Should I fine-tune a model or use retrieval augmented generation?+
Use retrieval when the problem is grounding answers in changing private knowledge, such as policies, tickets, contracts, or documentation. It is easier to update and audit because the source material stays separate. Fine-tuning is better for changing style, format, domain behavior, or task performance that retrieval cannot fix. Many production systems use both, but retrieval is usually the safer first step.
How do I keep private data safe with open source AI?+
Start by mapping where prompts, documents, embeddings, logs, and generated outputs are stored. Local inference helps, but privacy can still fail through telemetry, shared vector stores, debug logs, or prompt traces. Use data minimization, access controls, retention limits, and redaction before indexing sensitive content. For regulated data, validate the entire pipeline, not just the model runtime.

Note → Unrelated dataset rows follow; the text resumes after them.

PR #1022, opened 2023-11-22
[DPO] IPO Training loss

kashif:
Implemented the IPO training loss from the paper:
A General Theoretical Paradigm to Understand Learning from Human Preferences
https://arxiv.org/pdf/2310.12036.pdf

### DIFF
--- a/trl/trainer/dpo_trainer.py
+++ b/trl/trainer/dpo_trainer.py
@@ -464,24 +464,24 @@ class DPOTrainer(Trainer):
         reference_rejected_logps: torch.FloatTensor,
     ) -> Tuple[torch.FloatTensor, torch.FloatTensor, torch.FloatTensor]:
         """Compute the IPO loss for a batch of policy and reference model log probabilities.
+        The beta is the regularization parameter for the IPO loss, denoted by tau in the paper.
 
         Args:
             policy_chosen_logps: Log probabilities of the policy model for the chosen responses. Shape: (batch_size,)
             policy_rejected_logps: Log probabilities of the policy model for the rejected responses. Shape: (batch_size,)
             reference_chosen_logps: Log probabilities of the reference model for the chosen responses. Shape: (batch_size,)
             reference_rejected_logps: Log probabilities of the reference model for the rejected responses. Shape: (batch_size,)
-            beta: Regularization parameter for the IPO loss, denoted by tau in the paper.
 
         Returns:
             A tuple of three tensors: (losses, chosen_rewards, rejected_rewards).
-            The losses tensor contains the DPO loss for each example in the batch.
+            The losses tensor contains the IPO loss for each example in the batch.
             The chosen_rewards and rejected_rewards tensors contain the rewards for the chosen and rejected responses, respectively.
         """
-        pi_logratios = policy_chosen_logps - policy_rejected_logps
-        ref_logratios = reference_chosen_logps - reference_rejected_logps
+        pi_logratios = policy_chosen_logps + reference_rejected_logps
+        ref_logratios = policy_rejected_logps + reference_chosen_logps
 
         logits = pi_logratios - ref_logratios
-
+        # eqn (17) of the paper:
         losses = (logits - 1 / (2 * self.beta)) ** 2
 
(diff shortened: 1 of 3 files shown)


younesbelkada (approved):
Thanks for this great addition @kashif !

trl/trainer/dpo_trainer.py
```diff
@@ -422,13 +422,13 @@ def dpo_loss(
         reference_free: bool = False,
     ) -> Tuple[torch.FloatTensor, torch.FloatTensor, torch.FloatTensor]:
         """Compute the DPO loss for a batch of policy and reference model log probabilities.
+        The beta is a temperature parameter for the DPO loss, typically something in the range of 0.1 to 0.5. We ignore the reference model as beta -> 0.
```
lewtun, line 425: This comment is a bit cryptic since `beta` isn't part of the args. Would it be better to move this as a comment directly above the code, e.g. here: https://github.com/huggingface/trl/pull/1022/files#diff-5bbdb5d54108f2162b47bc54dc23c7b8e7744d2941118e60a44c161a4acc0ee8L454-L455

trl/trainer/dpo_trainer.py
```diff
@@ -422,13 +422,13 @@ def dpo_loss(
...
 
         Args:
             policy_chosen_logps: Log probabilities of the policy model for the chosen responses. Shape: (batch_size,)
             policy_rejected_logps: Log probabilities of the policy model for the rejected responses. Shape: (batch_size,)
             reference_chosen_logps: Log probabilities of the reference model for the chosen responses. Shape: (batch_size,)
             reference_rejected_logps: Log probabilities of the reference model for the rejected responses. Shape: (batch_size,)
-            beta: Temperature parameter for the DPO loss, typically something in the range of 0.1 to 0.5. We ignore the reference model as beta -> 0.
```
lewtun, line 431: Just for my understanding, `beta` is removed here since it was actually not part of the function signature?

trl/trainer/dpo_trainer.py
```diff
@@ -456,6 +456,39 @@ def dpo_loss(
...
 
+    def ipo_loss(
+        self,
+        policy_chosen_logps: torch.FloatTensor,
+        policy_rejected_logps: torch.FloatTensor,
+        reference_chosen_logps: torch.FloatTensor,
+        reference_rejected_logps: torch.FloatTensor,
+    ) -> Tuple[torch.FloatTensor, torch.FloatTensor, torch.FloatTensor]:
+        """Compute the IPO loss for a batch of policy and reference model log probabilities.
+        The beta is the regularization parameter for the IPO loss, denoted by tau in the paper.
```
lewtun, line 467: Similar comment as a above, I would move this to the code below where we define the equation. 

We could describe what `beta` is in the docs of the trainer attributes

trl/trainer/dpo_trainer.py
```diff
@@ -456,6 +456,39 @@ def dpo_loss(
...
+            A tuple of three tensors: (losses, chosen_rewards, rejected_rewards).
+            The losses tensor contains the IPO loss for each example in the batch.
+            The chosen_rewards and rejected_rewards tensors contain the rewards for the chosen and rejected responses, respectively.
+        """
+        pi_logratios = policy_chosen_logps + reference_rejected_logps
+        ref_logratios = policy_rejected_logps + reference_chosen_logps
+
+        logits = pi_logratios - ref_logratios
+        # eqn (17) of the paper:
+        losses = (logits - 1 / (2 * self.beta)) ** 2
```
lewtun, line 485: I checked the equations and this makes sense to me

lewtun (approved):
Thanks for adding this so quickly @kashif, it's very elegant that you can now just swap out the losses for each method!

I left a nit about where to mention `beta`, but otherwise this LGTM

trl/trainer/dpo_trainer.py
kashif: yes as it was not part of the argument... I'll move it to a comment in the code good idea!

trl/trainer/dpo_trainer.py
kashif: added to the docstring of the Trainer too

lvwerra (approved):
LGTM 🚀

What is the migration path from a closed AI API to open source AI?+
Inventory the API features you depend on: chat format, function calling, embeddings, moderation, streaming, JSON output, context length, and rate limits. Then build a compatibility layer so your application does not depend on one provider’s request shape. Expect prompt rewrites, different tokenization, changed latency, and new evaluation baselines. Keep a fallback path until the open source system passes real workload tests.
What happens if an open source AI project slows down or is abandoned?+
Your risk depends on what you rely on. If you have the weights, tokenizer, inference runtime, and evaluation suite pinned, you can keep serving the model for a while. The harder parts are security fixes, hardware support, and ecosystem compatibility. Prefer standard model formats, documented conversion paths, and reproducible deployment configs so you can move to another model or runtime without rebuilding the whole application.